2.1 Workspace Memory Files

Default workspace: ~/.openclaw/workspace

  • MEMORY.md or memory.md for long-term summary memory
  • memory/*.md for rolling notes

Loading behavior:

  • Injected as bootstrap context (with priority and realpath dedupe)
  • Subagents do not inject memory files
  • Per-file injected size is capped and can be truncated

2.2 Session Transcripts

Path: ~/.openclaw/agents/<agentId>/sessions/*.jsonl

  • Session header row + message rows
  • Used for session restore/debug
  • Can become index source only in experimental mode

2.3 Index Store

Path: ~/.openclaw/memory/<agentId>.sqlite (configurable)

Major structures:

  • meta, files, chunks, embedding_cache
  • optional chunks_fts (FTS5)
  • optional chunks_vec (sqlite-vec)

3. Write Paths

3.1 Manual Persistence

System prompt policy encourages search-first; then persist durable facts to MEMORY.md or dated files under memory/.

3.2 Pre-Compaction Memory Flush

src/auto-reply/reply/memory-flush.ts can trigger a silent run near compaction threshold to persist useful long-term facts.

Preconditions include:

  • memory flush enabled
  • token pressure near threshold
  • workspace writable
  • at most once per compaction cycle

3.3 /new Session-Memory Hook

Bundled session-memory hook on command:new:

  1. Extract recent transcript turns
  2. Ask model for slug
  3. Write memory/YYYY-MM-DD-<slug>.md

4. Recall Paths

4.1 Retrieval Policy

When tools are available, prompt guidance enforces:

  • search first (memory_search)
  • read exact slices (memory_get)
  • if no evidence, state no result

4.2 memory_search

Hybrid retrieval (vector + keyword) returns snippets, paths, line ranges, scores, and source type.

4.3 memory_get

Read scope is constrained to:

  • MEMORY.md / memory.md
  • memory/**/*.md
  • configured markdown extraPaths

Supports partial reads by line range.


5. Indexing and Retrieval Pipeline

5.1 Manager Lifecycle

MemoryIndexManager is cached per effective (agentId + workspaceDir + memorySearchConfig).

5.2 File Discovery

Default sources:

  • MEMORY.md / memory.md
  • memory/**/*.md
  • optional extraPaths

Only .md files are indexed; symlinks are skipped.

5.3 Chunking

chunkMarkdown uses character approximation (tokens * 4) and tracks line ranges.

5.4 Embedding Providers

Supports openai, gemini, local, auto, with fallback and retry behavior.

5.5 Hybrid Scoring

Final score combines vector and text channels:

final = vectorWeight * vectorScore + textWeight * textScore

FTS unavailable -> vector-only. Vector unavailable -> keyword-only.


6. Sync and Freshness

  • File watchers mark memory sources dirty.
  • Sync can be triggered by session start, search call, debounce watcher, optional interval, or session deltas.
  • Search-triggered sync is async and non-blocking, so results can be briefly stale.

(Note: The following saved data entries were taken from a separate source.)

Issue #619, opened 2026-08-15
Verified identity V-M3: re-issue mDL claims as OSN SD-JWT verifiable credentials


chav-aniket:
Part of the V-M3 epic, #546 (mobile driver licence acceptance).

## What and why

OSN accepts state-issued mobile driver licences (mDL, CBOR/COSE format, #618) but will not issue them. Everything OSN issues is an SD-JWT VC — a selectively disclosed JSON Web Token verifiable credential (RFC 9901 plus the SD-JWT VC profile). So once an mDL presentation verifies, OSN stores the released fields as `verified_attributes` rows and presents them as SD-JWT VCs like any other attribute. Relying parties then see one credential format, whatever the source.

Nothing of verified identity exists in the code yet: no `verified_attributes`, `verification_runs` or `presentations` table in `osn/db/src/schema/index.ts`, and no `/identity/*` route under `osn/api/src/routes/`. It depends on the V-M0 SD-JWT VC issuance helper, which signs with its own ES256 key — same JSON Web Key Set (JWKS), different `kid` from the ARC service-to-service key.

## Proposal

- Map each released mDL field to an attribute kind (`given_name`, `family_name`, `dob`, `document_expires_at`, …) and work out `age_over_16` / `age_over_18` from `dob`, as #615 does for documents.
- Use the mDL's own age-over flags where the wallet releases them without `dob`.
- Record provenance: provider `mdl`, the issuing state, and the verification run, so Settings can show "Verified … via NSW digital driver licence".

## Done when

- A verified NSW or Queensland mDL presentation writes `verified_attributes` rows tagged with the mDL provider and issuing state.
- A presentation of those attributes is an SD-JWT VC signed with the VC key and verifiable against `/.well-known/jwks.json`.
- No CBOR or COSE value reaches a relying party.

## Files

- `osn/api/src/` — the mDL-to-attribute mapping (new)
- `osn/db/src/schema/index.ts` — `verified_attributes` (planned in V-M0)
- Design: `wiki/osn/verified-identity.md` §Cryptography choice ("Not chosen for v1: mdoc/COSE issuance"); the ARC service-to-service key the VC key must stay apart from is described in `wiki/osn/arc-tokens.md`

Issue #612, opened 2026-08-15
Verified Identity V-M2: register for the Australian DVS and show its approved consent statement


chav-aniket:
## What and why

The Document Verification Service (DVS) is the Australian Government service that answers yes or no to "does this licence or passport match government records". Before OSN, through a gateway provider, may call it, OSN has to register with the Department of Home Affairs and show users a DVS-approved consent statement. The Australian Privacy Act 1988 and Australian Privacy Principle 11 also apply once OSN handles this data.

Part of the Verified Identity V-M2 milestone (Australian document verification: DVS + selfie + face-match), epic #545. The design is in `wiki/osn/verified-identity.md`. Nothing from that design has shipped yet; the schema and credential issuer come from the V-M0 foundations epic, #543.

## Proposal

- **Paperwork (owner task):** complete the Department of Home Affairs DVS registration.
- **Consent screen:** show the DVS-approved consent statement, word for word, before **every** DVS call. The user must accept it for that call.
- **Consent record:** store a record of each acceptance (account, time, statement version) and keep it.

## Done when

- The DVS registration is approved.
- The V-M2 flow cannot reach the gateway provider (#613) without a stored consent record for that run.
- The consent-record store appears in `wiki/compliance/data-map.md` with its retention rule in `wiki/compliance/retention.md`.

## Files

- `wiki/osn/verified-identity.md` — §Compliance posture
- `wiki/compliance/data-map.md`, `wiki/compliance/retention.md`

PR #904, opened 2026-09-06
chore: give all six Astro apps a bundle-size guard

chav-aniket:
## Summary

`cire/invites` was the only Astro app in the repo with a bundle-size guard. This
branch gives all six one, and adds the second half of tracker #287 that a file
move never fixed: a check that no test file sits routable under any app's
`src/pages`.

The tracker issue's premise needed correcting first. It assumed the other five
apps "build the same way" — they do not. `cire/invites` is the only
`output: "server"` app; `cire/host`, `cire/vendor`, `cire/landing`,
`osn/landing` and `pulse/landing` are `output: "static"` with no `dist/server`
and no Worker at all. So the guard takes a mode: `worker` measures `dist/server`
as before, `static` measures `dist/_astro/*.js` and `*.css` only.

- Every threshold lives in `scripts/bundle-size-budgets.txt` and nowhere else.
  An app with no row is an error, not a skip — a guard that silently covers
  nothing is the failure this family exists to prevent.
- Headroom is sized *smaller* than the mistake being caught (a motion-class
  dependency, 21261 bytes gzip minified), so one such library trips every app's
  guard rather than fitting inside its budget.
- The guard runs from each app's `build` script **and** as its own CI/deploy
  step. Those are not redundant: a Turborepo cache replay of `build` reproduces
  the logs without executing the chained script, so the standalone step is the
  only thing that checks a cache-hit run.

## Workspaces affected

`@cire/invites`, `@cire/host`, `@cire/vendor`, `@cire/landing`, `@osn/landing`,
`@pulse/landing`, plus `scripts/`, `.github/workflows/` and `wiki/`.

Two changesets, split as the repo requires: `@cire/*` packages are version-less
and must never share one with a versioned package, and `@osn/landing` /
`@pulse/landing` both carry a `version`. `scripts/changeset-required.sh` says
`required` for this diff — the deleted `cire/invites/scripts/guard-ssr-size.sh`
path is on no allowlist — and `scripts/validate-changesets.sh` passes.

## Issues

**Closes**

| Issue | What |
|---|---|
| xchromo/osn-tracker#619 | `P-I8` |
| xchromo/osn-tracker#635 | `T-M1` — the moved guard now has a CLI test |

Closes xchromo/osn-tracker#619
Closes xchromo/osn-tracker#635

**Opened**

| Issue | What |
|---|---|
| xchromo/osn-tracker#636 | `P-I1` |

### Correct the issue's premise: two modes, not one measurement — `P-I8`

- **Issue** — tracker #619 assumed six apps that build alike. Five of them are
  `output: "static"`: no Worker, no `dist/server`, deployed to Pages. "SSR Worker
  bundle size" is not a number that exists for them.
- **Why** — generalising the existing script unchanged would have produced five
  guards measuring a directory that never exists, which fails or, worse, gets
  quietly softened into a skip.
- **Solution** — a `worker` mode (unchanged behaviour, `cire/invites` only) and a
  `static` mode measuring `dist/_astro/*.js` + `*.css`. Not all of `dist`:
  `astro build` downloads Google font binaries into `dist/_astro/` with hashed
  names, and those bytes move when Google's metadata moves with no repo change;
  `dist` also holds one HTML file per page, so it grows with ordinary content.
- **Rationale** — `*.js` + `*.css` is the part that regresses when a library
  wanders in, which is the only thing this guard is for. The worker mode is an
  exclude-set and the static mode an allowlist, deliberately and for different
  reasons — both are argued in the script's own comment.

### One committed table, not a threshold per call site

- **Issue** — the first draft took the threshold as a command-line argument. Each
  number then appeared three to eight times: the package's `build` script, the
  `ci.yml` step, two `deploy.yml` jobs, and the wiki.
- **Why** — re-baselining after an intentional bundle change means finding every
  copy. Miss one and CI and the build script disagree silently, with the lower
  number winning and nothing saying why: the guard then either cries wolf or
  stops guarding.
- **Solution** — `scripts/bundle-size-budgets.txt` holds one row per app
  (`<package-dir> <mode> <threshold>`, with the measured reading in a trailing
  comment). `guard-bundle-size.sh <pkg>` looks the row up; `--all` walks the
  table. There is deliberately no way to pass a threshold on the command line.
- **Rationale** — every threshold now appears exactly once outside the wiki,
  verified by grep. A package with no row is a hard error rather than a skip.

### Headroom smaller than the mistake, and flat rather than proportional

- **Issue** — how much room each app gets above its measured baseline.
- **Why** — the parent branch had to fix a threshold whose headroom was *larger*
  than the library it was meant to catch, which made it structurally unable to
  fire on a single-library mistake.
- **Solution** — a flat 11683 bytes for every app, against measured baselines of
  15182 (`osn/landing`) to 212832 (`cire/host`).
- **Rationale** — a dependency's byte cost does not scale with the size of the
  app it lands in, so headroom sized to "less than one bad dependency" is
  correctly a constant, not a percentage. 11683 is well under the 21261-byte
  motion-class figure on every row, so that class of mistake trips the guard on
  the smallest app and the largest alike.

### The `src/pages` check fails closed — `T-U3`

- **Issue** — the route checker resolved each app through a relative path and
  treated an unreadable directory as "nothing to check". The review reproduced
  the consequence: move the script so the join breaks, and it prints its success
  line and exits 0 while checking zero directories.
- **Why** — a guard that passes vacuously is indistinguishable in CI output from
  a genuinely clean repo, and is functionally identical to no guard.
- **Solution** — a configured app whose `src/pages` is missing is now a hard
  error naming the path it tried. All six apps have one today, so a missing one
  is always a bug. A `src/pages` that exists and is empty still passes.
- **Rationale** — verified both ways after the fix: the real run passes, and the
  broken-resolution scenario now exits 1 with a message naming the path.

### The budgets parser must not glob — `S-M1`

- **Issue** — rows were split with an unquoted array assignment. Bash performs
  pathname expansion there, against the caller's working directory.
- **Why** — a row containing a `*` would expand to whatever files sit beside the
  caller, and the guard would then measure an unrelated directory and pass. No
  live row contains a glob character, so nothing was affected, but the failure
  mode is the vacuous pass again.
- **Solution** — `read -r`, which word-splits without globbing, at both parse
  sites; a fourth field is now caught rather than folded into the third.
- **Rationale** — confirmed by hand that a `* worker 999999999` row now fails
  closed instead of measuring a neighbouring directory.

### `osn/landing` and `pulse/landing` get no extra deploy step

- **Issue** — whether every app needs a standalone guard step in its deploy job.
- **Why** — the standalone step exists because a Turborepo cache replay skips the
  chained `build` invocation.
- **Solution** — the four cire deploy jobs build with `bun run build --filter=…`
  (turbo, cacheable) and get one. `deploy-osn-pulse-landing.yml` runs
  `bun run --cwd <dir> build`, which calls the package script directly and
  bypasses turbo entirely, so the chained invocation always executes and a second
  step would be noise.
- **Rationale** — the rule is "guard every path that can ship an artefact", not
  "add a step everywhere".

**Out of scope** — xchromo/osn-tracker#636 — `P-I1`. Also unfixed and unclaimed:
tracker #612 stays open — moving this script out of `cire/invites/scripts/` puts
it under CODEOWNERS, but `pulse/api/scripts/`, `osn/api/scripts/` and
`cire/api/scripts/` are still outside every pattern, which is what that issue is
actually about. Separately, `osn/landing` and `pulse/landing` use
`fontProviders.google()` but are not covered by `ci.yml`'s Astro font-metadata
cache step, so they fetch from Google uncached on every CI run — pre-existing,
noticed while measuring, untouched here.

## Test plan

| Gate | Command | Result |
|---|---|---|
| Lint | `bun run lint` | pass |
| Format | `bun run fmt:check` | pass (plus `oxfmt scripts --check` by hand — the root glob does not scan `scripts/`) |
| Type check | `bun run check` | pass — 37/37 tasks |
| Build | `bun run build` | pass — 13/13 |
| Script tests | `bun run test:scripts` | pass — 143 tests, 278 assertions, 13 files |
| Changesets | `./scripts/validate-changesets.sh` | pass |
| Changeset needed? | `git diff --name-only perf/cire-invites-ssr-bundle...HEAD \| ./scripts/changeset-required.sh` | `required` — two are present |
| All guards | `./scripts/guard-bundle-size.sh --all` | pass, all six |
| Route check | `bun run scripts/check-astro-test-routes.ts` | pass |

Measured readings behind the thresholds, from one clean build with no `PUBLIC_*`
set and nothing else building:

| App | Mode | Measured | Files | Threshold |
|---|---|---:|---:|---:|
| `cire/invites` | worker | 163334 | 33 | 175000 |
| `cire/host` | static | 212832 | 33 | 224515 |
| `cire/vendor` | static | 69961 | 10 | 81644 |
| `cire/landing` | static | 177641 | 9 | 189324 |
| `osn/landing` | static | 15182 | 5 | 26865 |
| `pulse/landing` | static | 16683 | 5 | 28366 |

Exercised by hand, because a guard that only ever passes proves nothing:

| Check | Result |
|---|---|
| a planted `cire/vendor/src/pages/zz-drift.test.ts` | exit 1, names the file |
| the same file `_`-prefixed | exit 0 |
| route checker with its relative join broken | exit 1, names the path it tried (was: exit 0, "no violations") |
| a `* worker 999999999` budgets row | fails closed (was: would measure a neighbouring directory and pass) |
| `guard-bundle-size.sh` from inside a package (`.`) | resolves the right row |
| `guard-bundle-size.sh osn/api` (no row) | exit 1, "no budget recorded" |

Not verified here: that a real CI run hits the cache-replay path the standalone
deploy steps defend against. It was reproduced locally — a second `bun run build`
came back FULL TURBO with none of the guards' output — but the first CI run on
this PR is the real check. `cire/invites`'s reading drifts by 1-2 bytes between
builds (Astro regenerates a props-encryption key each time); the headroom absorbs
it.


chav-aniket:
@claude double check the guard script for conciseness and accuracy

chav-aniket:
> **Claude finished @chav-aniket's task in 3m 30s** —— [View job](https://github.com/xchromo/osn/actions/runs/34039878209)
> 
> ---
> ### Reviewing `scripts/guard-bundle-size.sh` for conciseness and accuracy
> 
> - [x] Gather context (read PR diff, guard script, budgets table, tests)
> - [x] Review script for correctness (worker vs static modes, parsing, error handling)
> - [x] Review script for conciseness (redundancy, dead code, simplification opportunities)
> - [x] Post findings
> 
> Read `scripts/guard-bundle-size.sh` in full, cross-checked it against `scripts/bundle-size-budgets.txt`, both call sites (`cire/host/package.json` etc., `ci.yml`, `deploy.yml`), and `scripts/tests/guard-bundle-size.cli.test.ts`'s own "one case per decision point" list. Also looked at the sibling `check-astro-test-routes.ts` since it's part of the same PR and same "fail closed, never vacuously pass" theme.
> 
> **Overall: the script is accurate.** The worker/static split, the `dist/client/*.map` tripwire, the `read -r` (not an unquoted array) glob-safety fix, and the fail-closed checks (`any_record`, per-row `count -eq 0`, `validate_budgets_file`) all do what their comments say, and I confirmed the failure-message text against what the tests assert. The heavy commenting is proportionate for a script whose whole point is "the reasoning must survive the next re-baseline" — I wouldn't cut it for concision.
> 
> Two small gaps, both edge cases rather than bugs in the guard's normal operation:
> 
> 1. **`--all` + a row whose package directory doesn't exist skips the fail-closed message.** `run_guard` (`scripts/guard-bundle-size.sh:129-148`) does `cd "$pkg_dir"` with no existence check first when called from `run_all` (`scripts/guard-bundle-size.sh:295-307` builds `pkg_dir` as `"$BUDGETS_ROOT/$REC_PKG"` and passes it straight through). `lookup_and_run`'s single-package path checks existence first via `resolve_label` and emits `::error::guard-bundle-size.sh: package directory '...' does not exist.` (tested — `scripts/tests/guard-bundle-size.cli.test.ts:325-341`, the `T-U1` case) — but that check never runs for `--all`. A bad/stale row in `bundle-size-budgets.txt` under `--all` would instead surface as a raw `cd: no such file or directory` from bash, without the `::error::` prefix or the polished explanation every other failure path gets. It still exits non-zero (`any_fail=1` still gets set), so this isn't a silent pass — just an inconsistent, untested message path. No test in the suite's own enumerated list (`scripts/tests/guard-bundle-size.cli.test.ts:18-33`) covers "`--all` with a missing directory," only the single-package case does.
> 
>    [Fix this →](https://claude.ai/code?q=In%20scripts%2Fguard-bundle-size.sh%2C%20the%20run_all()%20function%20(around%20line%20295-307)%20calls%20run_guard%20with%20a%20pkg_dir%20built%20from%20BUDGETS_ROOT%2FREC_PKG%20without%20first%20checking%20the%20directory%20exists%2C%20unlike%20lookup_and_run()%20which%20uses%20resolve_label()%20to%20check%20existence%20and%20emit%20a%20polished%20%3A%3Aerror%3A%3A%20message.%20Add%20the%20same%20existence%20check%20in%20run_all()%20before%20calling%20run_guard%2C%20emitting%20a%20consistent%20%3A%3Aerror%3A%3A%20message%20naming%20the%20missing%20directory%2C%20and%20add%20a%20CLI%20test%20in%20scripts%2Ftests%2Fguard-bundle-size.cli.test.ts%20covering%20--all%20with%20a%20budgets%20row%20whose%20package%20directory%20does%20not%20exist.%20Branch%3A%20chore%2Fastro-bundle-guards&repo=xchromo/osn)
> 
> 2. **`check-astro-test-routes.ts`'s test-only override can silently check zero apps.** `ASTRO_APPS = Bun.env.ASTRO_TEST_ROUTE_APPS?.split(",").filter(Boolean) ?? DEFAULT_ASTRO_APPS` (`scripts/check-astro-test-routes.ts:75`) — `??` only falls back on `undefined`/`null`. If that env var were ever set to `""` (or something that `.filter(Boolean)` reduces to nothing), `ASTRO_APPS` becomes `[]`, the `for` loop body never runs, `failed` stays `false`, and the script prints the success banner (`scripts/check-astro-test-routes.ts:128-130`) having checked nothing — the exact "vacuous pass" class of bug this PR's own `T-U3` fix and `guard-bundle-size.sh`'s `any_record` check (`scripts/guard-bundle-size.sh:309-312`) exist to close, just not applied here. Low real-world severity: in production `ci.yml` calls the script with no env var set, so `DEFAULT_ASTRO_APPS` (6 apps) is always used today, and only the CLI test harness ever sets `ASTRO_TEST_ROUTE_APPS`. Worth a one-line `if (ASTRO_APPS.length === 0)` guard for consistency with the sibling script's philosophy, but not urgent.
> 
> Minor conciseness notes, neither worth a fix on their own: `lookup_and_run`/`run_all` compute `stripped` for the blank-line check and then call `parse_record("$line")`, which re-derives the same `${1%%#*}` strip internally — passing `$stripped` instead would drop the redundant re-strip. And the `case "$mode" in worker|static|*) ...)` default arm in `run_guard` (`scripts/guard-bundle-size.sh:141-148`) is unreachable today since `validate_budgets_file` already rejects any other mode before either call site — the script's own comment says as much and frames it as deliberate defense-in-depth, which is a reasonable call to leave as-is.
> 
> No changes made — this was requested as a review, not an implementation.
> 
> [Branch: chore/astro-bundle-guards](https://github.com/xchromo/osn/tree/chore/astro-bundle-guards)

@claude apply fixes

Rebuild triggers include provider/model/key changes, chunk config changes, or embedding dimension changes.


7. Experimental Session Memory Search

Enabled only when:

  • agents.defaults.memorySearch.experimental.sessionMemory = true
  • memorySearch.sources includes sessions

Session transcript text can be indexed, but memory_get still does not directly expose raw transcript files.


8. Security Boundaries

  • memory_get enforces strict path and extension checks.
  • File readers ignore symlinks.
  • Session transcript storage is part of trust boundary and must be controlled by filesystem policy.

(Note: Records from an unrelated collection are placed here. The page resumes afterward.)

Issue #895, opened 2026-09-06
Epic: migrate the monorepo from Effect 3.22 to Effect 4.0


chav-aniket:
Effect (the `effect` npm package, the functional-effect-system library this repo's backends are built on) is pinned at `^3.22.1` in 13 workspace packages. Effect 4.0 is a major release with a large breaking surface. This epic tracks the bump.

361 TypeScript files import `effect` or an `@effect/*` package — `cire/api` (144), `osn/api` (96), `pulse/api` (65), `zap/api` (16), `osn/client`, the four `*/db` packages, and `shared/crypto`, `shared/email`, `shared/redis`, `shared/observability`, `shared/db-utils`. 793 tests run through `@effect/vitest`'s `it.effect`.

Full plan: **`wiki/runbooks/effect-v4-migration.md`**.

## Merge strategy: the `effect-v4` integration branch (decided 2026-09-06)

**The branch exists**, cut from `main` at `851df71`.

```
main ──────────────────────────────────────────────► (one green PR at the end)
  └── effect-v4 ◄── phase 1 ◄── phase 2 ◄── … ◄── phase 6
```

This is settled because phases 1–4 **cannot pass CI** (see the spike findings below) and `main` requires it. An integration branch is the only option that keeps both a reviewable, phase-sized diff and an always-green `main`; reviewing a ~1300-site diff commit-by-commit in one PR gives up the first, and waiving the gate on a stack merging to `main` gives up the second.

- **Every phase PR bases on `effect-v4`**, never `main`: `gh pr create --base effect-v4`. Follow `wiki/conventions/stacked-prs.md` for the rest.
- **Phases 1–4 will show red CI, by design.** `ci.yml` runs on every `pull_request` regardless of base. Merge them into `effect-v4` with the red understood, and **never via auto-merge** — it would wait on a check that cannot go green. Phase 5 is the first PR whose CI can pass.
- **Rebase `effect-v4` onto `main` regularly.** Every Effect-typed package is in scope, so conflicts are the norm.
- **The final merge to `main` is one green PR** with the full suite, both D1 tiers and the dev-tier smoke behind it (#903).

Verified against the workflows on 2026-09-06:

| Workflow | Trigger | Effect on `effect-v4` |
| --- | --- | --- |
| `deploy.yml` | `push` to `main` only | **No deploy.** Nothing reaches the dev tier until the final merge |
[...]

PR #907, opened 2026-09-06
docs(effect): install the official Effect skills and plan the v4 migration

chav-aniket:
## Summary

Everything the Effect v4 migration needs in place before its code changes start: the official skills, the guards around them, and the costed plan. **No application code changes** — this is docs and tooling, green on its own, and it merges to `main` ahead of the migration stack.

It exists as a separate PR because `effect-v4` was cut from `main` and carries none of it — not the skills, not the `.gitignore` entry for `.repos/`, not the CODEOWNERS coverage, not the changeset allowlist, not the runbook. Phase 1 (#906) hit that immediately: it staged two embedded git repositories by accident and had to duplicate the `.gitignore` entry to get past it. Once this lands, `effect-v4` rebases onto `main` and picks all of it up, and the duplicated hunk resolves itself.

**The official skills.** `npx skills add Effect-TS/skills` installs `effect-ts` (which points agents at `node_modules/effect/AGENTS.md`, so guidance tracks the installed version) and `effect-v3-to-v4` (the migration procedure). The migration one refuses to guess: every rename resolves from upstream's generated `migration/v3-to-v4.md`, searched a symbol at a time, and it forbids a v3-compat shim, an `any`/`as` to silence a post-migration error, and any invented replacement API.

**The plan.** `wiki/runbooks/effect-v4-migration.md` costs the bump against this repo — 361 files, 793 `it.effect` tests, ~1300 edit sites — and carries what the phase-0 spike and phases 1–2 have already corrected in it.

## Workspaces affected

None. No workspace package changes, so no changeset is required — `scripts/changeset-required.sh` returns `skip`, via the `.claude/*`, `.agents/*`, `scripts/*` and `wiki/*` allowlist entries.

Files touched: `.agents/skills/`, `.claude/skills/` (symlinks), `skills-lock.json`, `.github/CODEOWNERS`, `.gitignore`, `CLAUDE.md`, `scripts/changeset-required.sh` (+ its test), `wiki/index.md`, `wiki/runbooks/effect-v4-migration.md`.

## Issues

Sets up #895 and its phases #896–#903. Closes none of them.

No findings filed — nothing here touches application code.

### Third-party skills live in `.agents/`, not `.claude/skills/` directly

`CLAUDE.md` said a procedure lives in `.claude/skills/<name>/SKILL.md` "and nowhere else". The official installer writes `.agents/skills/<name>/` and symlinks `.claude/skills/<name>` at it, with `skills-lock.json` naming the source repo and content-hashing each file.

Kept the installer's layout rather than copying the text in, so `npx skills update` can move the pin, and amended the `CLAUDE.md` rule to name this as the one exception. Vendoring by hand would have matched the existing `tools/oxlint/anti-slop` precedent but given up the update path.

### CODEOWNERS covers the skills and the lock

A skill runs with full agent permissions, so third-party skill text gets the same human review as the vendored oxlint plugin. `/.agents/**`, `/.claude/**` and `/skills-lock.json` are now owned.

### `.agents/*` and `skills-lock.json` added to the changeset allowlist

Same reasoning the file already applies to `.claude/*`: agent instructions ship in no package. Two fixtures added to `scripts/tests/changeset-required.test.sh`; the suite passes 21/21.

### `.repos/` is gitignored here, but the oxlint exclusion is **not** in this PR

The migration skill clones the Effect repo into `.repos/` as its reference, and `.gitignore` keeps it out of git.

I originally also excluded it in `oxlintrc.json` and had to take that back out (`72ad216`) — it made this PR fail `Require changeset`, and that was my error: I ran `scripts/changeset-required.sh` on the diff, then added `oxlintrc.json` in a later commit and never re-ran it. Root files require a changeset; the allowlist covers `.gitignore` and root `*.md`, not `oxlintrc.json`.

Adding a changeset would have been the wrong fix — it means naming a package and writing a changelog entry for something that ships in no package, which is exactly what the allowlist exists to prevent. Adding `oxlintrc.json` *to* the allowlist may well be right on the script's own stated logic (it versions nothing, and does not change what deployed packages build from), but that is a change to a guard and belongs in its own PR with an owner's review.

**Consequence, worth knowing:** until the migration stack lands, running the `effect-v3-to-v4` skill from a branch off `main` produces oxlint warnings from the ~16k files under `.repos/`. Noise in a local lint run, not a correctness problem. The identical exclusion already sits on the phase-1 branch (#906), which carries a changeset, so it reaches `main` with the migration.

### The plan diverges from the skill on what counts as done

The skill's done condition is a clean type-check, and it says explicitly that tests are *not* a gate. The runbook overrides that: **tests and the dev tier are the gate here.** The phase-0 spike produced the worked example — `Effect.either` → `Effect.result` also changes the result's `_tag` from `"Right"`/`"Left"` to `"Success"`/`"Failure"`, and because `toBe` takes `any`, six assertions type-checked clean while comparing a v4 tag against a v3 string. The skill's own done condition would have called that migration finished.

### Tessl Skill Review suggestions are deliberately not applied

Both SKILL.md files passed (81% and 92%, 16/16 checks each). Its suggestions are description improvements, and these files are **vendored upstream and content-hashed in `skills-lock.json`**. Editing them would break the hash so `npx skills update` cannot move the pin cleanly, fork us from upstream so every future Effect-TS improvement arrives as a conflict, and mean the text reviewed at install time is not the text in the tree. Upstream is where those suggestions belong.

## Test plan

- **`bun run lint`** — exit 0.
- **`bun run fmt:check`** — passes, 1444 files.
- **`bun run check`** — 37/37 workspaces successful.
- **`scripts/tests/changeset-required.test.sh`** — 21/21 pass, including the two new fixtures for `.agents/*` + `skills-lock.json`.
- **`scripts/changeset-required.sh`** on this branch's own diff — returns `skip`.
- **Skill install verified** — both skills resolve through the `.claude/skills/` symlinks and appear in the session's skill list; `git ls-files -s` shows mode `120000` for the two symlinks and `100644` for the real files.
- **CI green on `3c0d4d9`** — all 11 checks pass or skip (`swift test` skipped, no Swift changes), `mergeable_state: clean`.

One caveat worth naming: switching between this branch and a migration phase branch requires `bun install`, since their lockfiles pin different Effect majors. Linting this branch against a phase branch's `node_modules` reports false failures — that happened once while preparing this PR.


chav-aniket:
## `Require changeset` — fixed, and it was my mistake

`oxlintrc.json` was the sole cause. I ran `scripts/changeset-required.sh` on the diff, then added the oxlint change in a *later* commit and never re-ran it — so this PR's body claim that the check returns `skip` was true when I checked and false by the time I opened it. Root files require a changeset; the allowlist covers `.gitignore` and root `*.md`, not `oxlintrc.json`.

Dropped the oxlint change in `72ad216`. The diff is docs and agent config again, and `changeset-required.sh` returns `skip`.

**Adding a changeset would have been the wrong fix** — it means naming a package and writing a changelog entry for something that ships in no package, which is precisely what the allowlist exists to prevent. Adding `oxlintrc.json` *to* the allowlist may well be correct on the script's own stated logic (it versions nothing, and it does not change what deployed packages build from), but that is a change to a guard and belongs in a PR about the guard with an owner's review — not smuggled into a docs branch.

Nothing is lost: the identical `.repos` exclusion is already on the `effect-v4` phase-1 branch (#906), which carries a changeset, so it reaches `main` when the migration lands. Until then, running the `effect-v3-to-v4` skill from a branch off `main` produces oxlint warnings from the cloned Effect repo under `.repos/`. That is noise in a local lint run, not a correctness problem.

## Tessl Skill Review — no action, and deliberately so

Both files passed (81% and 92%, 16/16 validation checks each). The suggestions are all about the *descriptions* — broader trigger terms, more concrete setup actions, a verification step.

**I am not applying them, because these files are vendored upstream and editing them is the one thing this PR is structured to avoid.** `.agents/skills/effect-ts/SKILL.md` and `.agents/skills/effect-v3-to-v4/SKILL.md` come from `Effect-TS/skills` via `npx skills add`, and `skills-lock.json` content-hashes each one. Editing them locally would:

- break the hash, so `npx skills update` can no longer move the pin cleanly;
- fork us from upstream, so every future improvement Effect-TS makes to the migration procedure arrives as a conflict;
- and mean the text a human reviewed at install time is no longer the text in the tree.

That trade-off is the reason `CLAUDE.md` now names third-party skills as the one exception to the "skills live in `.claude/skills/`" rule. If the suggestions are worth having, upstream is where they belong.


---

9. Potential Issues (Code Review)

  1. Keyword query parsing is weak for pure Chinese text

    • Current FTS token extraction is largely alphanumeric-focused.
  2. Search-triggered sync is fire-and-forget

    • Immediate query results may lag behind latest file updates.
  3. Char-based token approximation can drift from real tokenizer behavior

    • Can produce overly large or fragmented chunks in multilingual/code-heavy content.
  4. Session-memory indexing lacks fine-grained desensitization hooks

    • Sensitive data can enter index if transcript source is enabled.
  5. Broad directory-style extraPaths can inflate cost and noise

    • Large recursive markdown trees may increase embedding cost and reduce retrieval precision.